**TASK BRIEF:** Extract all lines from the data beneath that include the word "CompositeDisposable".

::: THE INPUT :::

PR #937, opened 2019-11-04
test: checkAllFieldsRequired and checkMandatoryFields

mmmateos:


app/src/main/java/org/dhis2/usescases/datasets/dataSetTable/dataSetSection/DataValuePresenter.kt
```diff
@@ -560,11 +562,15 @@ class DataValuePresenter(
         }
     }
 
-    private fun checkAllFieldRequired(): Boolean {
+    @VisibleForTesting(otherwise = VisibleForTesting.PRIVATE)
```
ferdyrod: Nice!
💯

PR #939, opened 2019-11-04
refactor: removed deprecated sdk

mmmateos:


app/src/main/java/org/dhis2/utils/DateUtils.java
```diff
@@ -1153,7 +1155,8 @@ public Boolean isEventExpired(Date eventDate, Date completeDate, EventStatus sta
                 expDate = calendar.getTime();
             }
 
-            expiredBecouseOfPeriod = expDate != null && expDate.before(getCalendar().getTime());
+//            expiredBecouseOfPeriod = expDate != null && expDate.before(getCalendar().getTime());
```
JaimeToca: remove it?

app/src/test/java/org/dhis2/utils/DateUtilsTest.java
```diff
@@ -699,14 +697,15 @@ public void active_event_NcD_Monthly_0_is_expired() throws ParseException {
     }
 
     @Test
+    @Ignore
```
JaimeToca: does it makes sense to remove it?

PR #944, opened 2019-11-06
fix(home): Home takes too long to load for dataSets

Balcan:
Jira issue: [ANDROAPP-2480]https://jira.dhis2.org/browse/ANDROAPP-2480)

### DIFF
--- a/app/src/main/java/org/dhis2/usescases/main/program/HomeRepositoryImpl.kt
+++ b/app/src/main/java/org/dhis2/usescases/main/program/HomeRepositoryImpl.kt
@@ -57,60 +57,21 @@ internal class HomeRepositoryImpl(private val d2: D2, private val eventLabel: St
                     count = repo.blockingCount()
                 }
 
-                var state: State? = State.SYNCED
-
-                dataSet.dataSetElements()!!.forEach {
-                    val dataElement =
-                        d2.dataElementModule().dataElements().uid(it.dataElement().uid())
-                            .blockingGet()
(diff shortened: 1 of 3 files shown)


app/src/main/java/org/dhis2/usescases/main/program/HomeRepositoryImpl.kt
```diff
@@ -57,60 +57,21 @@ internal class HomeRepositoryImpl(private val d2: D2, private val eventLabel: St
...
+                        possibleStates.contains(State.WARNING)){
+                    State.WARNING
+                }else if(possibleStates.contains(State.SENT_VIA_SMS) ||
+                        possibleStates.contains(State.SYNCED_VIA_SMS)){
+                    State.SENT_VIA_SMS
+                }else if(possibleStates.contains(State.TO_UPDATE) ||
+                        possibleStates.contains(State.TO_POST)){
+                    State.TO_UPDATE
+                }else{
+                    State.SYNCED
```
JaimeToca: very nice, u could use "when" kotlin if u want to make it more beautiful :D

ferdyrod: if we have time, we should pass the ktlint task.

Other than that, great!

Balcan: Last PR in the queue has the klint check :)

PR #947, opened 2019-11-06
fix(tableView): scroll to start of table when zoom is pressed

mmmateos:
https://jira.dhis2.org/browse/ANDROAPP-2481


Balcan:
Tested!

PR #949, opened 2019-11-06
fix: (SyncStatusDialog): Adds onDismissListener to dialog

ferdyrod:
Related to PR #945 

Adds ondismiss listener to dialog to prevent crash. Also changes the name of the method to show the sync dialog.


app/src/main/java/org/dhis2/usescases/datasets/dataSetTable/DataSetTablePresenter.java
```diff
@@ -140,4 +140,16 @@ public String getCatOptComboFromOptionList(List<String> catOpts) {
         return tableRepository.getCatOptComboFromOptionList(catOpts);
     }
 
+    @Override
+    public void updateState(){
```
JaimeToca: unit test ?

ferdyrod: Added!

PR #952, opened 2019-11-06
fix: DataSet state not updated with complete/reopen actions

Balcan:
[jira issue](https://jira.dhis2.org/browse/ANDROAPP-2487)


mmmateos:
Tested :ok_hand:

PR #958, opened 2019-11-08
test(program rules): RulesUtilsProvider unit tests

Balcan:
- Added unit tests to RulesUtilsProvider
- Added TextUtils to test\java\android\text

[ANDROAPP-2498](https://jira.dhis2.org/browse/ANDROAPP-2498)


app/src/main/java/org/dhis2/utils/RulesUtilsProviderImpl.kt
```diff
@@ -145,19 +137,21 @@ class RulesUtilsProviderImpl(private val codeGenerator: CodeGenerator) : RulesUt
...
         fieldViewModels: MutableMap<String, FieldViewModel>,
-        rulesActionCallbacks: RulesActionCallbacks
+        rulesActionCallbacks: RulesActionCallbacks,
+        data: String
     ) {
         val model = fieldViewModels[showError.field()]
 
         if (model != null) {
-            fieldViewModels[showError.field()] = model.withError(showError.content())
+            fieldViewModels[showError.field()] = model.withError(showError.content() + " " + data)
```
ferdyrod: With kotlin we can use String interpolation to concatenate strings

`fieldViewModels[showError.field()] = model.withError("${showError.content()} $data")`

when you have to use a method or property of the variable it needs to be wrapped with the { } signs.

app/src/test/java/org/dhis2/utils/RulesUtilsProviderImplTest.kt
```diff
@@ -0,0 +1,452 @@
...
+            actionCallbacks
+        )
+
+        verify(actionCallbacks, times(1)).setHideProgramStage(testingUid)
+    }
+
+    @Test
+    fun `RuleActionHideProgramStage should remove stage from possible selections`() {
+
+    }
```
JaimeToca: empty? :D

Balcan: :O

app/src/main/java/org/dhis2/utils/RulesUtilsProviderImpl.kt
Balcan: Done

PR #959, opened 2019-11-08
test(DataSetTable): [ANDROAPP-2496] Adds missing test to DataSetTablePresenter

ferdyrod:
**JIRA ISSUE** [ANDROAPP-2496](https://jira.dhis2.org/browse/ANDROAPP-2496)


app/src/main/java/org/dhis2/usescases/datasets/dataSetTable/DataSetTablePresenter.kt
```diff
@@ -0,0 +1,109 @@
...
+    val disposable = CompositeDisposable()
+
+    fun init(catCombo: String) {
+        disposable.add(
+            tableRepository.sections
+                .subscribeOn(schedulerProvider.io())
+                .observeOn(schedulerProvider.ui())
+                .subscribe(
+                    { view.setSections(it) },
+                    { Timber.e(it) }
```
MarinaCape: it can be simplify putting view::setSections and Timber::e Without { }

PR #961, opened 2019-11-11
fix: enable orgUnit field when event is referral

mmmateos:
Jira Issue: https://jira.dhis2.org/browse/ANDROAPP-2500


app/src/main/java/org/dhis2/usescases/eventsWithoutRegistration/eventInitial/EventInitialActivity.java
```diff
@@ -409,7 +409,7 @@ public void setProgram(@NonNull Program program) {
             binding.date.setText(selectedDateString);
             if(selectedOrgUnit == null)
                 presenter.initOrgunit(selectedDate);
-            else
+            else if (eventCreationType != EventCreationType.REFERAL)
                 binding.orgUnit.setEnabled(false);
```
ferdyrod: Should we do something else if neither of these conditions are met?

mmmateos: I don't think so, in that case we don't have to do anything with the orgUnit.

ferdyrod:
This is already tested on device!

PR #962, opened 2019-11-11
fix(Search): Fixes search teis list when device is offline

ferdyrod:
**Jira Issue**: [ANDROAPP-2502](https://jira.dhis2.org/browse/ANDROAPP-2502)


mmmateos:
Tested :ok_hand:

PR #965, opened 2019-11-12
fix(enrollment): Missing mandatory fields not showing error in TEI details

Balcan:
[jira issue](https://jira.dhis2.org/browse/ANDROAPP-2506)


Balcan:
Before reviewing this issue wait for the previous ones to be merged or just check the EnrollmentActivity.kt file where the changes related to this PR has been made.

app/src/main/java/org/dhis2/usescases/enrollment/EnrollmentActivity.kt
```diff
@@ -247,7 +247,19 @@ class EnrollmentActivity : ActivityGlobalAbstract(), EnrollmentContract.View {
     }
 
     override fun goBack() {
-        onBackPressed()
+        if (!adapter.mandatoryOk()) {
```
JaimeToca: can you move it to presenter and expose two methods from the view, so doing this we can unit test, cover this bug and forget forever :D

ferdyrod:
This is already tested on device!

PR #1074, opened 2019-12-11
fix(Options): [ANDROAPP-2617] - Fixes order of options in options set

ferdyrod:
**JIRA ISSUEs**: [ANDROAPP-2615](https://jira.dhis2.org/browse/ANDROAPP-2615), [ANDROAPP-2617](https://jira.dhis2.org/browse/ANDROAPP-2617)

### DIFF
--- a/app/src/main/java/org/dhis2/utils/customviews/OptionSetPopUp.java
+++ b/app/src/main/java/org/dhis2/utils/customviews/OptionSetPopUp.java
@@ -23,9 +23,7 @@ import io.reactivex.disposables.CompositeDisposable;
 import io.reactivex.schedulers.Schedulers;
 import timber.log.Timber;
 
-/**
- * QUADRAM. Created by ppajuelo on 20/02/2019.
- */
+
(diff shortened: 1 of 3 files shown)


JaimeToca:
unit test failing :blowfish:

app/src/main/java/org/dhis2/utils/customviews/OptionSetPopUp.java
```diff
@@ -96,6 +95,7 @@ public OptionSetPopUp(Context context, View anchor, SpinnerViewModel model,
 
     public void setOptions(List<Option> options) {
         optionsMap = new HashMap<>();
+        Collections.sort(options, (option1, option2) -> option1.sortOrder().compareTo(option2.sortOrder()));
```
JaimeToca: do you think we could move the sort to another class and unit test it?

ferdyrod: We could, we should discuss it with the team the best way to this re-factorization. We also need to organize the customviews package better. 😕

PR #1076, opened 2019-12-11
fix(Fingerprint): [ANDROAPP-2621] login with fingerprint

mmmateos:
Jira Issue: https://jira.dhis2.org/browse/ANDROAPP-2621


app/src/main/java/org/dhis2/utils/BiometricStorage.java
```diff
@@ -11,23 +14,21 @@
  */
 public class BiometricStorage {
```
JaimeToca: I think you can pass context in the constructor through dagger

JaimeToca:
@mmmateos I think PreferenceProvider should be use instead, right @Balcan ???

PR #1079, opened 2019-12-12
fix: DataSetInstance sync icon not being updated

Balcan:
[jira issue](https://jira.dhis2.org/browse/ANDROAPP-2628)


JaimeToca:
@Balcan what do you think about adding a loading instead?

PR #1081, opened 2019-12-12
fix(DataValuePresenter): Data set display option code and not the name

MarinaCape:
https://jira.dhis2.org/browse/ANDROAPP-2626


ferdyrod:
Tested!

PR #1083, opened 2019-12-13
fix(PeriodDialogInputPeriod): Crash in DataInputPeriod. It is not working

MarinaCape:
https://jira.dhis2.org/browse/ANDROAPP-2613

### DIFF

:::

**SOLUTION:**
+    val disposable = CompositeDisposable()
@@ -23,9 +23,7 @@ import io.reactivex.disposables.CompositeDisposable;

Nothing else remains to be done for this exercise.